The bubble coral has long sweeper tentacles that, like the vesicles, are armed with stinging cells, called nematocysts. In most cases these structures are retracted until nightfall, at which time they are extended for feeding. The tentacles will also sting neighboring corals, so it is important not to place your bubble coral too close to other corals, zoanthids or mushroom anemones. There should be at least 6 inches between your Plerogyra sinuosa and its nearest cnidarian neighbor. If you notice that a coral is starting to develop necrotic tissue on the side nearest a bubble coral it may be getting stung by the bubble coral at night.

In its natural environment P. sinuosa often occurs in microhabitats that receive limited amounts of direct sunlight, such as under ledges, on the sides of steep walls and coral heads, in crevices and in shaded areas of ship and airplane wreckages. It is not uncommon to find bubble coral in turbid conditions, which reduces the amount of light it receives. But in certain locations, P. sinuosa is prevalent in exposed areas in shallow, clear waters. For example, in the Egyptian Red Sea huge colonies (some more than 5 feet across) grow on fore reef slopes in 20 feet of water.

So, what kind of lighting conditions should we provide the bubble coral in the aquarium? It seems to consistently do best in brightly lit aquariums. However, it will also survive in relatively low-light conditions. For example,It can possibly* thrive for years in aquariums equipped with four standard fluorescent tubes.

In an aquarium with intense lighting, the bubble coral can be placed anywhere in the tank, but in an aquarium with standard fluorescent lights it should be placed nearer the surface. If you are keeping bubble coral in a brightly lit tank, it should initially be placed on the bottom first and gradually moved up toward the light — if that's where you want it to end up.

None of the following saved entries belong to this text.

PR #7994, opened 2025-02-10
Update text.rst

mirko-pagliai:
Some method signatures were not updated.
Also, some signatures respected the type hint and others did not, some reported the default value of the arguments and others did not, so I made them all uniform. I deliberately ignored everything regarding the `transliterate()` method, because in addition to the signature (not updated), the descriptive part should be revised.

### DIFF
--- a/en/core-libraries/text.rst
+++ b/en/core-libraries/text.rst
@@ -61,7 +61,7 @@ transliterator identifiers
 Creating URL Safe Strings
 =========================
 
-.. php:staticmethod:: slug($string, $options = [])
+.. php:staticmethod:: slug(string $string, array|string $options = [])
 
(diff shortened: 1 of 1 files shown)


en/core-libraries/text.rst
```diff
@@ -134,7 +134,7 @@ replacements::
     );
     // Returns: "My name is Bob and I am 65 years old."
 
-.. php:staticmethod:: cleanInsert($string, $options = [])
+.. php:staticmethod:: cleanInsert(string $str, array $options)
```
dereuromark, line 137: //still optional, the options

never mind, looks correct :)

mirko-pagliai:
Thanks guys.

If anyone has time and can do it, there is the whole `transliterate()` section to review.
I didn't do it because I'm afraid I'm not good enough.

PR #8005, opened 2025-03-11
Fix version cake 4 to 5 on installation.rst FR

WideeFr:
Remove oven plugin in tutorial 

Replace V4 to V5 cakephp


markstory:
Thank you 🎉

PR #8012, opened 2025-04-08
Custom data type suggestion

MolbioUnige:
Here's a custom datatype suggestion. 

I was not able to modify the part about implementing `ColumnSchemaAwareInterface` as I don't understand how it works. I tried my example in an app but `getColumnSql`and `convertColumnDefinition` never got called so I was not able to change that part.


en/orm/database-basics.rst
```diff
@@ -576,6 +576,19 @@ class::
 
             return PDO::PARAM_STR;
         }
+
+        protected function pm_decode(mixed $value): mixed
```
dereuromark: CS: pmDecode()

Arhell (approved):

markstory:
Thank you 🎉

PR #8035, opened 2025-05-31
Add notes for Query::optimizerHint()

othercorey:
refs https://github.com/cakephp/cakephp/pull/18688


othercorey:
Think will be easier to describe in the book with an example or just add a full example to the api doc.

Arhell (approved):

This species prefers areas of low to moderate water movement. In the aquarium it should not placed in a direct current, such as in front of a powerhead. If it is, the vesicles will remain closed as result of the buffeting they receive and the coral will eventually die.

It is a good idea to feed your bubble coral small pieces of fresh shrimp or clam on occasion (once or twice a week). Just gently place one of these morsels onto the polyp. A bubble coral colony has many mouths that will eagerly accept any food that is captured by the tentacles or among the vesicles.

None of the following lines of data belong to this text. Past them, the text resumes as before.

PR #979, opened 2024-12-28
Clean up function args

zeroliu:
Clean up constructor and function arguments when singleton can be used. See inline comments for more details

Tests
- QA vault works
- `@vault`, `@web`, `@youtube`, `@pomodoro` works
- removing files index works
- custom db search command works
- updating exclusion path works

### DIFF
--- a/src/main.ts
+++ b/src/main.ts
@@ -1,6 +1,5 @@
 import { BrevilabsClient } from "@/LLMProviders/brevilabsClient";
 import ChainManager from "@/LLMProviders/chainManager";
-import EmbeddingsManager from "@/LLMProviders/embeddingManager";
 import { CustomModel } from "@/aiParams";
 import { parseChatContent, updateChatMemory } from "@/chatUtils";
 import { registerBuiltInCommands } from "@/commands";
@@ -29,7 +28,6 @@ import {
 } from "@/settings/model";
 import SharedState from "@/sharedState";
 import { FileParserManager } from "@/tools/FileParserManager";
-import { Embeddings } from "@langchain/core/embeddings";
 import {
   Editor,
   MarkdownView,
@@ -68,13 +66,12 @@ export default class CopilotPlugin extends Plugin {
     // Always have one instance of sharedState and chainManager in the plugin
     this.sharedState = new SharedState();
 
-    this.vectorStoreManager = new VectorStoreManager(this.app);
-    await this.vectorStoreManager.waitForInitialization();
+    this.vectorStoreManager = VectorStoreManager.getInstance();
 
     // Initialize BrevilabsClient
     this.brevilabsClient = BrevilabsClient.getInstance();
 
-    this.chainManager = new ChainManager(this.app, this.vectorStoreManager, this.brevilabsClient);
+    this.chainManager = new ChainManager(this.app, this.vectorStoreManager);
 
     // Initialize FileParserManager early with other core services
     this.fileParserManager = new FileParserManager(this.brevilabsClient);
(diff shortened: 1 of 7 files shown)


src/main.ts
```diff
@@ -68,13 +66,12 @@ export default class CopilotPlugin extends Plugin {
     // Always have one instance of sharedState and chainManager in the plugin
     this.sharedState = new SharedState();
 
-    this.vectorStoreManager = new VectorStoreManager(this.app);
-    await this.vectorStoreManager.waitForInitialization();
```
zeroliu, line 72: no need to explicitly block onload. The initialization will happen in the background and all public methods will wait for initialization.

src/search/hybridRetriever.ts
```diff
@@ -122,11 +108,12 @@ export class HybridRetriever extends BaseRetriever {
...
     try {
       const promptResult = await this.queryRewritePrompt.format({ question: query });
-      const rewrittenQueryObject = await this.llm.invoke(promptResult);
+      const chatModel = ChatModelManager.getInstance().getChatModel();
+      const rewrittenQueryObject = await chatModel.invoke(promptResult);
 
       // Directly return the content assuming it's structured as expected
       if (rewrittenQueryObject && "content" in rewrittenQueryObject) {
-        return rewrittenQueryObject.content;
+        return rewrittenQueryObject.content as string;
```
zeroliu, line 116: there is a type issue here but this refactor doesn't have any logic change. It should be safe to cast to string and keep the same type definition as before.

src/search/vectorStoreManager.ts
```diff
@@ -1,22 +1,22 @@
...
 import { IndexEventHandler } from "./indexEventHandler";
 import { IndexOperations } from "./indexOperations";
 
 export default class VectorStoreManager {
+  private static instance: VectorStoreManager;
   private indexOps: IndexOperations;
   private eventHandler: IndexEventHandler;
   private initializationPromise: Promise<void>;
   private lastKnownSettings: CopilotSettings | undefined;
-  public dbOps: DBOperations;
```
zeroliu, line 16: dbOps shouldn't be accessed before the initialization finishes

src/search/vectorStoreManager.ts
```diff
@@ -26,11 +26,18 @@ export default class VectorStoreManager {
     this.setupSettingsSubscription();
   }
 
+  static getInstance(): VectorStoreManager {
```
zeroliu, line 29: made this singleton. It was only instantiated once

src/search/vectorStoreManager.ts
```diff
@@ -52,6 +59,10 @@ export default class VectorStoreManager {
       ) {
         await this.eventHandler.updateExcludedFiles();
       }
+    };
+
+    subscribeToSettingsChange(() => {
+      this.initializationPromise = reinitialize();
```
zeroliu, line 65: we need to wait for initialization again when settings change causes the singleton to reinitialize

src/search/vectorStoreManager.ts
```diff
@@ -121,15 +132,16 @@ export default class VectorStoreManager {
     this.dbOps.onunload();
   }
 
-  public async getOrInitializeDb(embeddingsAPI: Embeddings): Promise<Orama<any>> {
```
zeroliu, line 124: We shouldn't have another place to initialize DB. `initialize` method be the one that instantiate db

src/search/hybridRetriever.ts
```diff
@@ -2,28 +2,21 @@ import { BrevilabsClient } from "@/LLMProviders/brevilabsClient";
...
 export class HybridRetriever extends BaseRetriever {
   public lc_namespace = ["hybrid_retriever"];
 
-  private llm: BaseLanguageModel;
   private queryRewritePrompt: ChatPromptTemplate;
-  private embeddingsInstance: Embeddings;
-  private brevilabsClient: BrevilabsClient;
 
   constructor(
-    private dbOps: DBOperations,
```
zeroliu, line 22: hybridRetriever becomes a lot easier to use after taking out these singleton instance args

logancyang:
Nice! Thanks for the cleanup! ✅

One pest that may potentially cause the demise of your bubble coral is filamentous algae. It is often seen this type of algae growing on the base of bubble coral skeletons, which can irritate the polyps and cause them to remain partially closed.

Bubble corals are sometimes the hosts of flat worms, which can be brown or greenish-gray. These worms are easily seen, appearing as oval spots on the coral's vesicles. Although a large population of these worms may kill their hosts by inhibiting light from reaching the symbiotic algae that lives in the coral's tissue, in most cases, however, they appear to do little, if any, harm.